→ TASK DESCRIPTION:
Print the records below once again, exactly as they were given.

------------------------------------

PR #2060, opened 2017-09-06
VEP: replaced ExAC with GnomAD

matthdsm:
The `--af_exac` flag had been deprecated in favor of the `--af_gnomad` flags, which includes annotations of all GnomAD exome frequencies. Using the `--af_exac` flag breaks VEP, even though it's still referenced in the docs.
see ensembl/ensembl-vep#76

### DIFF
--- a/bcbio/variation/effects.py
+++ b/bcbio/variation/effects.py
@@ -165,7 +165,7 @@ def run_vep(in_file, data):
                         "--offline", "--dir", vep_dir,
                        "--symbol", "--numbers", "--biotype", "--total_length", "--canonical",
                        "--gene_phenotype", "--ccds", "--uniprot", "--domains", "--regulatory",
-                       "--protein", "--tsl", "--appris", "--af", "--max_af", "--af_1kg", "--af_esp", "--af_exac",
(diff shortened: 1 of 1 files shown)


chapmanb:
Matthias -- thanks much for catching this and for the fix. How are things running generally with VEP 90? I'm hoping to have a new release soon and wanted to make sure it was in a good state for you before rolling it out.

matthdsm:
Hi Brad,

No problem. We're currently running a big analysis with v90 and expect to have results later this week.
I'll keep you up to date on any issues we're having. If you don't hear from me you can assume everything works fine.

Cheers
M

matthdsm:
Hi Brad,

VEP90 seems to work fine. It seems however, the update causes some issues downstream with vcf2db. It seems vcf2db is having a hard time parsing the CSQ tag. I've opened an issue about this [here](quinlan-lab/vcf2db#32)

Cheers
M

chapmanb:
Matthias -- thanks much, I'll follow the issue and bump vcf2db after Brent or Aaron has a chance to look.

------------------------------------

→ SOLUTION TO THIS TASK:
PR #2060, opened 2017-09-06
VEP: replaced ExAC with GnomAD

matthdsm:
The `--af_exac` flag had been deprecated in favor of the `--af_gnomad` flags, which includes annotations of all GnomAD exome frequencies. Using the `--af_exac` flag breaks VEP, even though it's still referenced in the docs.
see ensembl/ensembl-vep#76

### DIFF
--- a/bcbio/variation/effects.py
+++ b/bcbio/variation/effects.py
@@ -165,7 +165,7 @@ def run_vep(in_file, data):
                         "--offline", "--dir", vep_dir,
                        "--symbol", "--numbers", "--biotype", "--total_length", "--canonical",
                        "--gene_phenotype", "--ccds", "--uniprot", "--domains", "--regulatory",
-                       "--protein", "--tsl", "--appris", "--af", "--max_af", "--af_1kg", "--af_esp", "--af_exac",
(diff shortened: 1 of 1 files shown)


chapmanb:
Matthias -- thanks much for catching this and for the fix. How are things running generally with VEP 90? I'm hoping to have a new release soon and wanted to make sure it was in a good state for you before rolling it out.

matthdsm:
Hi Brad,

No problem. We're currently running a big analysis with v90 and expect to have results later this week.
I'll keep you up to date on any issues we're having. If you don't hear from me you can assume everything works fine.

Cheers
M

matthdsm:
Hi Brad,

VEP90 seems to work fine. It seems however, the update causes some issues downstream with vcf2db. It seems vcf2db is having a hard time parsing the CSQ tag. I've opened an issue about this [here](quinlan-lab/vcf2db#32)

Cheers
M

chapmanb:
Matthias -- thanks much, I'll follow the issue and bump vcf2db after Brent or Aaron has a chance to look.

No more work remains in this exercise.